Segment Start: Materials provided

PR #393, opened 2020-05-13
 20platform-chrony: Add support for AWS and GCP

cgwalters:
overlay.d: Rename 20azure-chrony → 20platform-chrony

In prep for adding AWS.

---

20platform-chrony: Add support for AWS

In AWS there's an NTP source accessible via the link-local IP,
which means it works in restricted networks (i.e. no Internet) too.

Should fix https://bugzilla.redhat.com/show_bug.cgi?id=1834252


cgwalters:
Tested this in AWS, but not yet re-tested in Azure.

cgwalters:
OK now that I look, GCP has similar recommendations too:
https://cloud.google.com/compute/docs/instances/managing-instances#configure-ntp

I'll do that next.

cgwalters:
(Should this be part of https://github.com/coreos/afterburn/ ?  )

cgwalters:
OK, tested on Azure, AWS, and GCP!

miabbott:
This looks pretty promising for solving clock issues in the cloud!  :+1: 

Regarding the RHCOS downstream, should we backport this to 4.3/4.4?

tests/kola/chrony/kola.json
```diff
@@ -0,0 +1,3 @@
+{
+    "platforms": "aws,azure,gcp"
```
cgwalters, line 2: Note of course kola isn't running on any of these by default; I tested the test manually by just copy-pasting the script to an instance and running it directly.  (This is an advantage of ext tests)

lucab:
@cgwalters yes, 3 is a clear pattern, I think it could fit into Afterburn. It would be a normal unit in initramfs, scheduled before ignition-files.

The string-replacing logic is quite brittle though, it would be great if upstream chrony landed logic for config fragment soon-ish (I know we have a BZ somewhere).

cgwalters:
Though, this configuration isn't *actually* dynamic; we just happen to do it on boot because of the "single update stream" issue.  So that's an argument against afterburn doing it.

overlay.d/20platform-chrony/usr/lib/systemd/system-generators/coreos-platform-chrony
```diff
@@ -0,0 +1,67 @@
+#!/bin/bash
+set -euo pipefail
+# Configuring the timeserver for the platform is often handled
+# by pre-baking a config into a particular image for a platform, but
+# that doesn't work for us because we have a single update stream.  Hence
+# this generator dynamically inspects the platform and reconfigures chrony.
+#
+# AWS: https://docs.aws.amazon.com/AWSEC2/latest/UserGuide/set-time.html
+# Azure: https://docs.microsoft.com/en-us/azure/virtual-machines/linux/time-sync
```
rfairley, line 9: Nitpick: also note GCP URLs up here (same as written to the confpath already below)

rfairley (commented):
Minor comment - otherwise LGTM!

overlay.d/20platform-chrony/usr/lib/systemd/system-generators/coreos-platform-chrony
```diff
@@ -0,0 +1,67 @@
...
+    *) exit 0 ;;
+esac
+
+if ! cmp {/usr,}/etc/chrony.conf >/dev/null; then
+    echo "$self: /etc/chrony.conf is modified; not changing the default"
+    exit 0
+fi
+
+# Yeah this isn't a completely accurate kernel argument parser but
+# we don't have one shared across shell services at the moment.
```
jlebon: I think this comment was meant to be higher up?

jlebon (approved):
Minor comment, but LGTM as is too!

cgwalters:
Fixed the comment comments!

miabbott (approved):

miabbott:
> @cgwalters yes, 3 is a clear pattern, I think it could fit into Afterburn. It would be a normal unit in initramfs, scheduled before ignition-files.
> 
> The string-replacing logic is quite brittle though, it would be great if upstream chrony landed logic for config fragment soon-ish (I know we have a BZ somewhere).

https://bugzilla.redhat.com/show_bug.cgi?id=1828434

cgwalters:
In looking further into this I found
https://opensource.com/article/17/6/timekeeping-linux-vms
which basically says to `modprobe ptp_kvm` and then configure chrony in exactly the same way we're doing here which covers KVM (and presumably OpenStack for example).

It certainly seems to work for me; though loading a kernel module is probably arguing for refactoring this into cleaner "not bash" code.

PR #395, opened 2020-05-13
manifest: add catatonit

### LINKED ISSUE #478: Include catatonit
Right now, `podman run --init` doesn't work:

```
[root@cosa-devsh ~]# sudo podman run -ti --privileged --rm --init registry.fedoraproject.org/fedora:31
Trying to pull registry.fedoraproject.org/fedora:31...
Getting image source signatures
Copying blob a523108545c2 done
Copying config fac75bdc1c done
Writing manifest to image destination
Storing signatures
Error: container-init binary not found on the host: stat /usr/libexec/podman/catatonit: no such file or directory
```

This used to be the status quo because catatonic wasn't bundled nor shipped in Fedora: https://github.com/containers/libpod/issues/4159. It's shipped now: https://bodhi.fedoraproject.org/updates/?packages=catatonit.

We should consider adding it to FCOS because `--init` is important for long-running containerized services so they don't collect tons of zombie processes.

jlebon:
podman needs catatonit in order to use `--init`, which is important for
long-running containerized services.

Closes: https://github.com/coreos/fedora-coreos-tracker/issues/478

### DIFF
--- a/manifest-lock.x86_64.json
+++ b/manifest-lock.x86_64.json
@@ -78,6 +78,9 @@
     "ca-certificates": {
       "evra": "2020.2.40-1.1.fc31.noarch"
     },
+    "catatonit": {
+        "evra": "0.1.5-2.fc31.x86_64"
+    },
     "chrony": {
       "evra": "3.5-4.fc31.x86_64"
     },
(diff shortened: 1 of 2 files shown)


jlebon:
Just putting this out since I think we should include it and so CI gives us a diff.

jlebon:
```
# rpm -qi catatonit | grep -i size
Size        : 786574
```

No added deps.

jamescassell (approved):
confirmed no extra deps, 780k on disk.

cgwalters (approved):

PR #398, opened 2020-05-14
coreos-copy-firstboot-network.service: run before multipathd

jlebon:
This is required because the unit needs read-only access to `/boot` in
order to extract any baked in network config and multipathd might claim
ownership.

See similar patch for `ignition-setup-user.service`:
https://github.com/coreos/ignition-dracut/pull/185

For more information, see:
https://github.com/coreos/ignition-dracut/pull/183#issuecomment-627628526

### DIFF
--- a/overlay.d/05core/usr/lib/dracut/modules.d/15coreos-firstboot-network/coreos-copy-firstboot-network.service
+++ b/overlay.d/05core/usr/lib/dracut/modules.d/15coreos-firstboot-network/coreos-copy-firstboot-network.service
@@ -34,7 +34,11 @@ Before=dracut-initqueue.service
 After=dracut-cmdline.service
 # Since we are mounting /boot/, require the device first
 Requires=dev-disk-by\x2dlabel-boot.device
-After=dev-disk-by\x2dlabel-boot.device   
+After=dev-disk-by\x2dlabel-boot.device
+
+# We want to make sure we're not racing with multipath taking ownership of the
+# boot device.
+Before=multipathd.service
 
 [Service]
 Type=oneshot


overlay.d/05core/usr/lib/dracut/modules.d/15coreos-firstboot-network/coreos-copy-firstboot-network.service
```diff
@@ -34,7 +34,11 @@ Before=dracut-initqueue.service
 After=dracut-cmdline.service
 # Since we are mounting /boot/, require the device first
 Requires=dev-disk-by\x2dlabel-boot.device
-After=dev-disk-by\x2dlabel-boot.device   
+After=dev-disk-by\x2dlabel-boot.device
+
+# We want to make sure we're not racing with multipath taking ownership of the
+# boot device.
+Before=multipathd.service
```
cgwalters, line 41: Seems OK for now, but is it really just multipathd?  There's also iSCSI.  I think the generalization of this is probably going to be some sort of target like Ben was iterating on.

But seems fine for now!

dustymabe:
My understanding from our conversations was that multipathd ran after dracut-initqueue. This clearly runs before dracut-initqueue. Was my understanding incorrect?

jlebon:
> My understanding from our conversations was that multipathd ran after dracut-initqueue. This clearly runs before dracut-initqueue. Was my understanding incorrect?

AFAICT, they're not strictly ordered wrt each other. Both of them have `After=systemd-udev-trigger.service`:

https://github.com/dracutdevs/dracut/blob/1ec7b694b55c70d06f262a96c320709b70d20bcb/modules.d/90multipath/multipathd.service#L5
https://github.com/dracutdevs/dracut/blob/1ec7b694b55c70d06f262a96c320709b70d20bcb/modules.d/98dracut-systemd/dracut-initqueue.service#L11

jlebon:
Nowadays, the approach is to have multipath claim the bootfs first before we try any access due to the potential non-optimized path issue.

PR #403, opened 2020-05-18
coreos-update-ca-trust: Run After=sysinit.target

cgwalters:
I am seeing this service fail in RHCOS when rebasing ostree
to a version that supports https://github.com/ostreedev/ostree/pull/1767

When using `DefaultDependencies=no`, one really wants to specify *some*
dependency - very few units have no dependencies at all.

In this case, let's run "early" which means after `sysinit.target`
but before `basic.target`, which will ensure we run after `ostree-prepare-root.service`.


lucab (approved):

dustymabe:
> In this case, let's run "early" which means after `sysinit.target`
> but before `basic.target`, which will ensure we run after `ostree-prepare-root.service`.

could we add this comment to the unit file?

dustymabe (approved):
LGTM

PR #407, opened 2020-05-18
WIP: overlay: Don't mount /boot/efi by default

cgwalters:
Nothing in the OS touches the ESP by default, so there's
no reason to mount it by default, particularly writable.
This is good for avoiding wear&tear on the filesystem, but
I am specifically doing this as preparation for potentially
removing the ESP from AWS images, because AWS `ImportImage`
chokes on its presence:
https://github.com/openshift/os/pull/396

### DIFF
--- a/overlay.d/05core/usr/lib/systemd/system-generators/coreos-boot-mount-generator
+++ b/overlay.d/05core/usr/lib/systemd/system-generators/coreos-boot-mount-generator
@@ -33,10 +33,11 @@ fi
 # device that systemd will fsck. This code ensures that if the label
 # is backed by a device-mapper target the dev-mapper.*.device is used.
 mk_mount() {
-    local unit_name="${1}.mount"; shift
+    local mount_pt=${1}; shift
     local label="${1}"; shift
-    local mount_pt="${1:-/$label}"
+    local conditions="${1:-}"
     local path="/dev/disk/by-label/${label}"
+    local unit_name=$(systemd-escape -p ${mount_pt} --suffix=mount)
 
     eval $(udevadm info --query property --export "${path}")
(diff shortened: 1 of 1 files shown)


jlebon:
> I am specifically doing this as preparation for potentially
removing the ESP from AWS images, because AWS `ImportImage`
chokes on its presence:

Yeah... I was looking into the RHBZ behind this this morning. We're probably going to have to do this. :(

Hmm, if we do do this, I wonder if it'd work to instead just put the symlink in `$UNIT_DIR/dev-disk-by\x2dlabel-EFI\x2dSYSTEM.device.wants/`? That way, we still mount it on platforms that have it. (Not against just not mounting it outright, though I do like the symmetry.)

cgwalters:
> Hmm, if we do do this, I wonder if it'd work to instead just put the symlink in $UNIT_DIR/dev-disk-by\x2dlabel-EFI\x2dSYSTEM.device.wants/?

Err...that's backwards right?  I guess it'd work because actually in systemd `Wants=` is distinct from `After=` but...

For now I pushed some code to just not mount on `aws` but I need to actually test this.

jlebon:
>  I guess it'd work because actually in systemd `Wants=` is distinct from `After=` but...

Right, it's just about pulling the unit into the transaction.

Making it conditional on `ignition.platform.id` WFM though it seems nicer to just automatically mount it if we find the partition. There's probably a cleaner way to do this than the `.device.wants` hack I suggested above.

bgilbert:
Should be obsoleted as part of https://github.com/coreos/fedora-coreos-config/pull/794.

bgilbert:
Closing in favor of https://github.com/coreos/fedora-coreos-config/pull/794.

PR #408, opened 2020-05-18
20platform-chrony: Always resynchronize after drift of one second

sohankunkerkar:
Context: [Bugzilla](https://bugzilla.redhat.com/show_bug.cgi?id=1780165]). This fix is applicable to only three cloud providers i.e. `aws/gcp/azure`. 
/cc @cgwalters


overlay.d/20platform-chrony/usr/lib/systemd/system-generators/coreos-platform-chrony
```diff
@@ -36,17 +36,20 @@ case "${platform}" in
     azure) 
         (echo '# See also https://docs.microsoft.com/en-us/azure/virtual-machines/linux/time-sync'
          sed -e s,'^pool,#pool,' < /etc/chrony.conf
+         sed -e 's/makestep\ 1.0\ 3/makestep\ 1\ -1/g' < /etc/chrony.conf
```
cgwalters: I think actually we could move these "change default chrony config" bits to above.  When it was just one line the duplication wasn't so bad, but with two I think it's worth centralizing.

cgwalters (changes requested):
Can you please match commit message style here, specifically:

- Include "topic prefix" (like `20platform-chrony:`)
- Imperative style, like "Always resynchronize after drift of one second"
- No period at end

Putting it together e.g.

`20platform-chrony: Always resynchronize after drift of one second`

You can see plenty of examples of this style in e.g. [this repository](https://github.com/coreos/fedora-coreos-config/commits/testing-devel), the [linux kernel git](https://git.kernel.org/pub/scm/linux/kernel/git/torvalds/linux.git/log/), [ostree](https://github.com/ostreedev/ostree/commits/master), [systemd](https://github.com/systemd/systemd/commits), etc.

overlay.d/20platform-chrony/usr/lib/systemd/system-generators/coreos-platform-chrony
sohankunkerkar: Yeah, it makes sense to me.

overlay.d/20platform-chrony/usr/lib/systemd/system-generators/coreos-platform-chrony
```diff
@@ -31,7 +31,9 @@ if ! cmp {/usr,}/etc/chrony.conf >/dev/null; then
     exit 0
 fi
 
-echo "# Generated by $self - do not edit directly" > "${confpath}"
+(echo '# Generated by $self - do not edit directly' 
+ sed -e 's/makestep\ 1.0\ 3/makestep\ 1.0\ -1/g' < /etc/chrony.conf
```
cgwalters: I think we need to also move up the `sed -e s,'^pool,#pool,' < /etc/chrony.conf` here, otherwise we're duplicating the contents of the file.  Something like:
`sed -e 's/makestep\ 1.0\ 3/makestep\ 1.0\ -1/g' -e s,'^pool,#pool,' < /etc/chrony.conf`
right?

BTW if you want to test this out, a simple hack is to e.g. in `cosa run` (qemu) just `vi /boot/loader/entries/` and change `ignition.platform.id=azure`, then `systemctl reboot`, then:

```
rpm-ostree usroverlay
vi /usr/lib/systemd/system-generators/coreos-platform-chrony
# I use copy/paste from my host editor, but edit however you want, e.g. you can use the 9p mount in /var/mnt/workdir or ssh or whatever
systemctl daemon-reload
```

cgwalters: Or if you want to test this "for real", use e.g. `@cluster-bot` via e.g. `launch 4.5 azure`, then perform the same procedure above, but then the resulting chrony config should actually work, e.g. you can validate it with `chronyc sources`.

overlay.d/20platform-chrony/usr/lib/systemd/system-generators/coreos-platform-chrony
```diff
@@ -31,22 +31,21 @@ if ! cmp {/usr,}/etc/chrony.conf >/dev/null; then
     exit 0
 fi
 
-echo "# Generated by $self - do not edit directly" > "${confpath}"
+(echo '# Generated by $self - do not edit directly'
```
dustymabe: `$self` is now inside of single quotes, which means the variable won't expand. I think you want to use double quotes here.

overlay.d/20platform-chrony/usr/lib/systemd/system-generators/coreos-platform-chrony
```diff
@@ -31,22 +31,21 @@ if ! cmp {/usr,}/etc/chrony.conf >/dev/null; then
     exit 0
 fi
 
-echo "# Generated by $self - do not edit directly" > "${confpath}"
+(echo '# Generated by $self - do not edit directly' 
+ sed -e 's/makestep\ 1.0\ 3/makestep\ 1.0\ -1/g' -e s,'^pool,#pool,' < /etc/chrony.conf
```
dustymabe: chrony.conf currently has:

```
# Allow the system clock to be stepped in the first three updates
# if its offset is larger than 1 second.
makestep 1.0 3
```

So making this sed substitution makes the comment wrong :( Any ideas for how to correct or delete the comment? One option would be to have the sed statement comment out any lines starting with `makestep` and then append the new `makestep` setting at the bottom along with a new more accurate comment.

dustymabe:
It would help if your commit message summarized the BZ and the desired outcome and why making this change achieves that goal.

overlay.d/20platform-chrony/usr/lib/systemd/system-generators/coreos-platform-chrony
cgwalters: I'm not sure I'd say we should block on fixing that but if someone knows the requisite `sed` incantations then yeah.

dustymabe: this should work:

```
$ (echo '# Generated by $self - do not edit directly' ; sed -e s,'^makestep,#makestep,' -e s,'^pool,#pool,' < /etc/chrony.conf; echo -e "\n# put nice comment here\n# and here\nmakestep 1.0 -1\n")
# Generated by $self - do not edit directly
# Use public servers from the pool.ntp.org project.
# Please consider joining the pool (http://www.pool.ntp.org/join.html).
#pool 2.fedora.pool.ntp.org iburst

# Record the rate at which the system clock gains/losses time.
driftfile /var/lib/chrony/drift

# Allow the system clock to be stepped in the first three updates
# if its offset is larger than 1 second.
#makestep 1.0 3

# Enable kernel synchronization of the real-time clock (RTC).
rtcsync

# Enable hardware timestamping on all interfaces that support it.
#hwtimestamp *

# Increase the minimum number of selectable sources required to adjust
# the system clock.
#minsources 2

# Allow NTP client access from local network.
#allow 192.168.0.0/16

# Serve time even if not synchronized to a time source.
#local stratum 10

# Specify file containing keys for NTP authentication.
keyfile /etc/chrony.keys

# Get TAI-UTC offset and leap seconds from the system tz database.
leapsectz right/UTC

# Specify directory for log files.
logdir /var/log/chrony

# Select which information is logged.
#log measurements statistics tracking

# put nice comment here
# and here
makestep 1.0 -1
```

overlay.d/20platform-chrony/usr/lib/systemd/system-generators/coreos-platform-chrony
```diff
@@ -31,22 +31,21 @@ if ! cmp {/usr,}/etc/chrony.conf >/dev/null; then
     exit 0
 fi
 
-echo "# Generated by $self - do not edit directly" > "${confpath}"
+(echo "# Generated by $self - do not edit directly" 
+ sed -e 's/makestep\ 1.0\ 3/makestep\ 1.0\ -1/g' -e s,'^pool,#pool,' < /etc/chrony.conf
+) >> "${confpath}"
```
dustymabe: we should leave this as `>` since previously we had `echo "# Generated by $self - do not edit directly" > "${confpath}"`

dustymabe (approved):
current set of changes LGTM - we'll want to try to recreate the failure scenario and verify the change if possible

sohankunkerkar:
> current set of changes LGTM - we'll want to try to recreate the failure scenario and verify the change if possible

Just confirmed that by introducing `makestep 1.0 -1` in the `coreos-platform-chrony.conf` and changing the system's time to some earlier time by stopping the `chronyd` service, and then starting that service again solves the time resynchronization issue.

jlebon (approved):

dustymabe:
> It would help if your commit message summarized the BZ and the desired outcome and why making this change achieves that goal.

Nice update to the commit message. The added context is so helpful!

cgwalters (approved):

Segment End: Materials provided

Work item:
Return only the lines between the one holding "coreos-update-ca-trust: Run After=sysinit.target" and the one holding "https://github.com/openshift/os/pull/396", inclusive, exactly as they appear above.

Your solution:
coreos-update-ca-trust: Run After=sysinit.target

cgwalters:
I am seeing this service fail in RHCOS when rebasing ostree
to a version that supports https://github.com/ostreedev/ostree/pull/1767

When using `DefaultDependencies=no`, one really wants to specify *some*
dependency - very few units have no dependencies at all.

In this case, let's run "early" which means after `sysinit.target`
but before `basic.target`, which will ensure we run after `ostree-prepare-root.service`.


lucab (approved):

dustymabe:
> In this case, let's run "early" which means after `sysinit.target`
> but before `basic.target`, which will ensure we run after `ostree-prepare-root.service`.

could we add this comment to the unit file?

dustymabe (approved):
LGTM

PR #407, opened 2020-05-18
WIP: overlay: Don't mount /boot/efi by default

cgwalters:
Nothing in the OS touches the ESP by default, so there's
no reason to mount it by default, particularly writable.
This is good for avoiding wear&tear on the filesystem, but
I am specifically doing this as preparation for potentially
removing the ESP from AWS images, because AWS `ImportImage`
chokes on its presence:
https://github.com/openshift/os/pull/396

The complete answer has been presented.